─── Data provided

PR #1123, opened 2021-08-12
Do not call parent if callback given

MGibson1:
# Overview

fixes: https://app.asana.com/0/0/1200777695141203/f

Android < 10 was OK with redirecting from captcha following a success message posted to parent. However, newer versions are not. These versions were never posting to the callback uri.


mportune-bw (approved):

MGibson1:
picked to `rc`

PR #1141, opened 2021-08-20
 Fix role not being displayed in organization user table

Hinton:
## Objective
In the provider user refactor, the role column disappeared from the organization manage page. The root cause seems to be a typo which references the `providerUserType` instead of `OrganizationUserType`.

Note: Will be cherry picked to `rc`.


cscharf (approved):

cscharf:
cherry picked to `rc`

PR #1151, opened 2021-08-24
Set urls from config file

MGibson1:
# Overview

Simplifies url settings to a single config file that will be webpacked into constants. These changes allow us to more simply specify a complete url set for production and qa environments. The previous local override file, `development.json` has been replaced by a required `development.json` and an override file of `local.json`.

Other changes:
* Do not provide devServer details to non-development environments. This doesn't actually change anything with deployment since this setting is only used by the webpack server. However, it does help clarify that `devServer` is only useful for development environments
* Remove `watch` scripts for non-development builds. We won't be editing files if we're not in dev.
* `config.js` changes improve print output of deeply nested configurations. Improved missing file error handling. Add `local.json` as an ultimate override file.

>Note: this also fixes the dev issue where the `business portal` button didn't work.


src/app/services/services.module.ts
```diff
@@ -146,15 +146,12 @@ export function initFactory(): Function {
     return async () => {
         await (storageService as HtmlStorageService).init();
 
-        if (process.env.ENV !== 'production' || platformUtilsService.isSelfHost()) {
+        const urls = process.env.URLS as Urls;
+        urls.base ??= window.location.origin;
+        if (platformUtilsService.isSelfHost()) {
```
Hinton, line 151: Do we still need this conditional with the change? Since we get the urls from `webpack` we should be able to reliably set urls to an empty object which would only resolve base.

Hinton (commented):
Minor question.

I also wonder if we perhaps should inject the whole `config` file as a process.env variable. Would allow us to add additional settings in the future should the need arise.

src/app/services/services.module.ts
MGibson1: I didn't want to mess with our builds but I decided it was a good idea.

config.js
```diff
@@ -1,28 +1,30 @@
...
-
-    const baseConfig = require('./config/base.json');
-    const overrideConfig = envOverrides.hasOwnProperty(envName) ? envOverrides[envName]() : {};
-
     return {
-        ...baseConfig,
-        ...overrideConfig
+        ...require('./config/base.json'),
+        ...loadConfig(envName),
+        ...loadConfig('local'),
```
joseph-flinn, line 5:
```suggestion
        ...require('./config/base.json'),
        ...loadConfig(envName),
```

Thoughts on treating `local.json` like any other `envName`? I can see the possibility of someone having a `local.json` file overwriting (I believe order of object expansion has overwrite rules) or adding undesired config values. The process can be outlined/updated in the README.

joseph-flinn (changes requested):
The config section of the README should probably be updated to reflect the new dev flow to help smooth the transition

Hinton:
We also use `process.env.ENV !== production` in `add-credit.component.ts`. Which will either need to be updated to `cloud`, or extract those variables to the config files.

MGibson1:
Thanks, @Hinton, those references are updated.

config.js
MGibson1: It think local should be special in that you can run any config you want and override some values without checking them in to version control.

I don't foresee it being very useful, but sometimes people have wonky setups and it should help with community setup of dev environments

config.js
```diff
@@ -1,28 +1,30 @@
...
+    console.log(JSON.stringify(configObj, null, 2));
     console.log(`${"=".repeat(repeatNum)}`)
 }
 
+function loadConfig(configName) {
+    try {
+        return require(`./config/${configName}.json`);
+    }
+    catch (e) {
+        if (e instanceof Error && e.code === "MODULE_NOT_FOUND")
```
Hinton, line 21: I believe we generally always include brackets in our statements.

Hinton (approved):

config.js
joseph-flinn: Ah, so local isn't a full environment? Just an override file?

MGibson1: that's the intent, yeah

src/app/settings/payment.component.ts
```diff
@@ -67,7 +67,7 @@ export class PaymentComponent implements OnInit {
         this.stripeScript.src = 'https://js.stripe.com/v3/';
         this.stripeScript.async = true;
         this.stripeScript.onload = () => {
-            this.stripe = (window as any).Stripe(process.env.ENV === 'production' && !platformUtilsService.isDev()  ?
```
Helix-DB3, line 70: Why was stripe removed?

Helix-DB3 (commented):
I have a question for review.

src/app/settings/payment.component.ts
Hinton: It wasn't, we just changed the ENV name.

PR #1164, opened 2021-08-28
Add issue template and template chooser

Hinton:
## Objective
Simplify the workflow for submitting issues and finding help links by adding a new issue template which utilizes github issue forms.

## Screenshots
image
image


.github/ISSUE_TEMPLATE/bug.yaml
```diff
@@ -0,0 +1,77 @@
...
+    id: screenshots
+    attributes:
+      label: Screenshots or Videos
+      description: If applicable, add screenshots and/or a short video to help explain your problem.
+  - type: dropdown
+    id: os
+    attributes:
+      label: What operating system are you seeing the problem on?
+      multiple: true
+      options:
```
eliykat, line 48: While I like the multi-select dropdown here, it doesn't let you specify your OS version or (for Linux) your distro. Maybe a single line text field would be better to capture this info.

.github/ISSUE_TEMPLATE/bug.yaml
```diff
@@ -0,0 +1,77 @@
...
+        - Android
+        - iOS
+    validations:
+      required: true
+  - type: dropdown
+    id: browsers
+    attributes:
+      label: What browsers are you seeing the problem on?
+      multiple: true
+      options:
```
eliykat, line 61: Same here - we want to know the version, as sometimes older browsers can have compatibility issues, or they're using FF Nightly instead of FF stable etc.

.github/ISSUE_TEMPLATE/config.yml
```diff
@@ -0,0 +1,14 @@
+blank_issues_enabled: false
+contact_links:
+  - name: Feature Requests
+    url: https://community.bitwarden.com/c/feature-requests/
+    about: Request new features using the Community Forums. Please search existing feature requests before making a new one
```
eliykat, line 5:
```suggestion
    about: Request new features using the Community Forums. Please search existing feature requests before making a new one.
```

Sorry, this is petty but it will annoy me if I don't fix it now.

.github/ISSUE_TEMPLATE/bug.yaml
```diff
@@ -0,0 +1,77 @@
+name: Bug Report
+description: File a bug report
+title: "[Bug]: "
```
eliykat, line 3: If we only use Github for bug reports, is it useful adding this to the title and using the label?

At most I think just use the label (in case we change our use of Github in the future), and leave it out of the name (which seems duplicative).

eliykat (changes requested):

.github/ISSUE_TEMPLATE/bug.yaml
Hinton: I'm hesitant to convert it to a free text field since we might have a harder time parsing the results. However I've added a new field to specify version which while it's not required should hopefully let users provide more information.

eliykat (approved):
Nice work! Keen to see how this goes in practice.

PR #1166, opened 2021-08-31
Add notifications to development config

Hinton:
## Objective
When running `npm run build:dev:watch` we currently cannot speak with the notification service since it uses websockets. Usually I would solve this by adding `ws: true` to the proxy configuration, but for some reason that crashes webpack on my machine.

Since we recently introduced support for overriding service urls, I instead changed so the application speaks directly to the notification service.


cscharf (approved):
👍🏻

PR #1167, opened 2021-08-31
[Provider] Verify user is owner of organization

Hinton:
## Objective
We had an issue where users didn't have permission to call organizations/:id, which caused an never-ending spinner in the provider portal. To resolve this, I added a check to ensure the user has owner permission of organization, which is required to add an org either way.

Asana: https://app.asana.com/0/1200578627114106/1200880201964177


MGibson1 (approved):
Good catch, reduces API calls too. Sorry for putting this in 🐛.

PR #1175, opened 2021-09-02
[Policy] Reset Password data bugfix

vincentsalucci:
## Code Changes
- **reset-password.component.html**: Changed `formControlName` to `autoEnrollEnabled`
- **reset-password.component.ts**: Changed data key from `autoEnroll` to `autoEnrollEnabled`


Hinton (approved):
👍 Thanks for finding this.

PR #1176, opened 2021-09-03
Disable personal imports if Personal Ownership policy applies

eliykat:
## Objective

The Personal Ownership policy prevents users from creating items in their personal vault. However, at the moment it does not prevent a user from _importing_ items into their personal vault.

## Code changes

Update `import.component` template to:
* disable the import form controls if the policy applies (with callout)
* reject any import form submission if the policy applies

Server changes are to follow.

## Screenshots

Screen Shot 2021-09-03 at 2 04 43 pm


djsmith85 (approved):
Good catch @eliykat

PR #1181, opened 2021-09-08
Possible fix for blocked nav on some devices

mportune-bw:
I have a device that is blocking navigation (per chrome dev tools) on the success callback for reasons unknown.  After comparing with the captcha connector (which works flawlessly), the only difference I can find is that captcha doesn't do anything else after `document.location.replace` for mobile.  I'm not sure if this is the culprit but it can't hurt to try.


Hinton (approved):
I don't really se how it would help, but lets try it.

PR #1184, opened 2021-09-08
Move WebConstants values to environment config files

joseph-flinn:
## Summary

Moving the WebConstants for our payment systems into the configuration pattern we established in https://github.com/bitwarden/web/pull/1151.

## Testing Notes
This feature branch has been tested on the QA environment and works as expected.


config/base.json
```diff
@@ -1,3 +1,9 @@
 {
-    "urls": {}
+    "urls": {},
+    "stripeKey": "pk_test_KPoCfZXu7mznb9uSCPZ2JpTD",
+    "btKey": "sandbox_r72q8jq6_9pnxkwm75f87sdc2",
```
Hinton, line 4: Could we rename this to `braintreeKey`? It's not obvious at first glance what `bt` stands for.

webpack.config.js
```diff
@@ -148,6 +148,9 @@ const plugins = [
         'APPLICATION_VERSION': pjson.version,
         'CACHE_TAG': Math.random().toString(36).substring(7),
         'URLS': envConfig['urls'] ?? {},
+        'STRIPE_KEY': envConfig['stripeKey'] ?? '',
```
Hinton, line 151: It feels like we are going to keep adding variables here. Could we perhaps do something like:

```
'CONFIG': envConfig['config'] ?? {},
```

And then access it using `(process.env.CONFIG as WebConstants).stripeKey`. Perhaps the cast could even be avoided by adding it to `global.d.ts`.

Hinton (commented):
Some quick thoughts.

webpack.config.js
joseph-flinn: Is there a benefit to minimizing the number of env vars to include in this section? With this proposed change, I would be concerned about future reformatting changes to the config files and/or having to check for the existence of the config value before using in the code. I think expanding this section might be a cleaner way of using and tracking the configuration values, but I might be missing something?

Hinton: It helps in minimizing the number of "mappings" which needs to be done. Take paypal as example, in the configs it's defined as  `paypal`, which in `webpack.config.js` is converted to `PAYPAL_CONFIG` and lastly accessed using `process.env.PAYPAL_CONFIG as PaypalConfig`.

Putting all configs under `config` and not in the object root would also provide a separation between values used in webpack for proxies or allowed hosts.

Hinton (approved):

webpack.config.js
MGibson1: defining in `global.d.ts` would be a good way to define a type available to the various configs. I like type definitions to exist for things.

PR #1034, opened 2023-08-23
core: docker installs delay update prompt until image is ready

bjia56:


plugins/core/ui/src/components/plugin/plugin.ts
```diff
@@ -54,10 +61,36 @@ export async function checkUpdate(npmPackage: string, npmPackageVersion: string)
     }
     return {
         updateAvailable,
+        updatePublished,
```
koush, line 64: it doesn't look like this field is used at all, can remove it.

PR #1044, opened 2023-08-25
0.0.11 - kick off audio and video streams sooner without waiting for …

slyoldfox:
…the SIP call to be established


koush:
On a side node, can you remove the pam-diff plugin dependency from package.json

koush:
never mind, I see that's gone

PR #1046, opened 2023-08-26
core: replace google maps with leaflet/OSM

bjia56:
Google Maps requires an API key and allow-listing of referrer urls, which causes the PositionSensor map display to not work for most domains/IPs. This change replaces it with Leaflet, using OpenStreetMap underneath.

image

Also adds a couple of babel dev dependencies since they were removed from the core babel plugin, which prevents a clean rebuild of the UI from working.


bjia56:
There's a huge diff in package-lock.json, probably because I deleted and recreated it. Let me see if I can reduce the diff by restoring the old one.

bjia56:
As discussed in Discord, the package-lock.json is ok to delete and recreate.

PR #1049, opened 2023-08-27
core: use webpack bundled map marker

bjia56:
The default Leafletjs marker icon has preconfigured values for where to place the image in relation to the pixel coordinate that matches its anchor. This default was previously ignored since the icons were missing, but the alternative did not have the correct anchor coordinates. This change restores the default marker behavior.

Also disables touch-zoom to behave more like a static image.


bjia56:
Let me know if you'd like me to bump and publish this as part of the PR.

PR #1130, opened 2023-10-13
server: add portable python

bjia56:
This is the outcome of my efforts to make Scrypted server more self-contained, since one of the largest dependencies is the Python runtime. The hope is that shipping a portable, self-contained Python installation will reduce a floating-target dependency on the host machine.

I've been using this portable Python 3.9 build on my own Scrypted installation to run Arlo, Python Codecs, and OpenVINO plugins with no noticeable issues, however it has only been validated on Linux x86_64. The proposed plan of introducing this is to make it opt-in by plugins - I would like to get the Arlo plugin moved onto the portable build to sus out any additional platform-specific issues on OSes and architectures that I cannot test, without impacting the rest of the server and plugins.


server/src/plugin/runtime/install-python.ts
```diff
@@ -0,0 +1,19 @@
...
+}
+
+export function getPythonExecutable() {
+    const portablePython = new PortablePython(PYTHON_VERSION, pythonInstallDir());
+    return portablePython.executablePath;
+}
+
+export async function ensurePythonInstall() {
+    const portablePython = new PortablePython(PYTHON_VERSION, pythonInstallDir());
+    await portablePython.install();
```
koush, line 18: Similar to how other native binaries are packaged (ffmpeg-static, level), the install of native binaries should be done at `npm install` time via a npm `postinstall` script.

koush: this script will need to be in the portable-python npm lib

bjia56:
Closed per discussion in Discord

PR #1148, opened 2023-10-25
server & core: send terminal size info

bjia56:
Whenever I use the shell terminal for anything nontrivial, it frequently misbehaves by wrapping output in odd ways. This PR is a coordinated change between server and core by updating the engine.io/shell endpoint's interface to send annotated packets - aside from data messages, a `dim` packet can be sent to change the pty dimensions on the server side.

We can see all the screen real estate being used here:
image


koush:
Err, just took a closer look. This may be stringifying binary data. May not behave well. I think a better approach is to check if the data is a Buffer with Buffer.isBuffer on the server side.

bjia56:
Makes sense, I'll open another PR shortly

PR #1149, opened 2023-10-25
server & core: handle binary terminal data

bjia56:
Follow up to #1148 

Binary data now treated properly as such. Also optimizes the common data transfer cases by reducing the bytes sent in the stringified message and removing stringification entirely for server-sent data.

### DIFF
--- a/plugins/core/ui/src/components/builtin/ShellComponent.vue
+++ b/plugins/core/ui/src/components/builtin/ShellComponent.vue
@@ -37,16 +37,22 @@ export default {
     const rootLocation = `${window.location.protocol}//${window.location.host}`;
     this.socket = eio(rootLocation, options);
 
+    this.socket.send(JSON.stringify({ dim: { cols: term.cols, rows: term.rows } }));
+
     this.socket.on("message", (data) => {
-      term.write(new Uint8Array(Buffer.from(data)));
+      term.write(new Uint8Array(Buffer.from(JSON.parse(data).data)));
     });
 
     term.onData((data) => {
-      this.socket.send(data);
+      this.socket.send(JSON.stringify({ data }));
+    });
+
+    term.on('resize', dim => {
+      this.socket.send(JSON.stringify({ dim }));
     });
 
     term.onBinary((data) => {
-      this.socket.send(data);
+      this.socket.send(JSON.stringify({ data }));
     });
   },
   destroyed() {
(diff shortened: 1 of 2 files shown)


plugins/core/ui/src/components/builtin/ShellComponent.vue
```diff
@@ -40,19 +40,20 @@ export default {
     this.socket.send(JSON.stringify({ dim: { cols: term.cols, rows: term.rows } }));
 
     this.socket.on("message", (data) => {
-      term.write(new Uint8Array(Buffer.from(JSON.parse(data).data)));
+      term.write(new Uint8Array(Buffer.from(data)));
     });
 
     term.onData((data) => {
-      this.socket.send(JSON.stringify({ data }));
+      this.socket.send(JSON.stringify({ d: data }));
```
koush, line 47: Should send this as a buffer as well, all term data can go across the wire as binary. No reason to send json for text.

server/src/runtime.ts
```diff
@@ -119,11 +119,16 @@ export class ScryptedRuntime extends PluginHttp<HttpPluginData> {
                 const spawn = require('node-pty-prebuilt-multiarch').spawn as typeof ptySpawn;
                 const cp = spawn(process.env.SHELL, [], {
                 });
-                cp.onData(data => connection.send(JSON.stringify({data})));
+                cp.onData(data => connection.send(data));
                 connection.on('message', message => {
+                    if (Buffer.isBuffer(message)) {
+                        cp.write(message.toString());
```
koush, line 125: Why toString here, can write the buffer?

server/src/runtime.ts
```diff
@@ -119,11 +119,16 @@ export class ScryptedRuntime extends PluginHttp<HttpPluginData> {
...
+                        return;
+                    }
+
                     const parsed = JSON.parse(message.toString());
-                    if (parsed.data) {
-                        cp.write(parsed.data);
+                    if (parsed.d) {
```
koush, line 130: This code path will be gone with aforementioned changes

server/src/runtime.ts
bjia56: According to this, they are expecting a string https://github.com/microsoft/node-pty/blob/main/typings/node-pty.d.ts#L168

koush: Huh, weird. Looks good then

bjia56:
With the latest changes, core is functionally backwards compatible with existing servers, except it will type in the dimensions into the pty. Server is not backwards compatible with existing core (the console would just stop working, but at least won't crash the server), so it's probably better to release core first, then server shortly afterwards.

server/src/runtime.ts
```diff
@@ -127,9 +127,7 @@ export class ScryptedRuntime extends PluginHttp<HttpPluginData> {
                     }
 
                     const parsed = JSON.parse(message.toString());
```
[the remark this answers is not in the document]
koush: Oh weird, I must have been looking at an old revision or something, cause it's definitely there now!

──────

Work to complete
Search the entries for the string "global". Copy every line that has it.

Exercise output
And then access it using `(process.env.CONFIG as WebConstants).stripeKey`. Perhaps the cast could even be avoided by adding it to `global.d.ts`.
MGibson1: defining in `global.d.ts` would be a good way to define a type available to the various configs. I like type definitions to exist for things.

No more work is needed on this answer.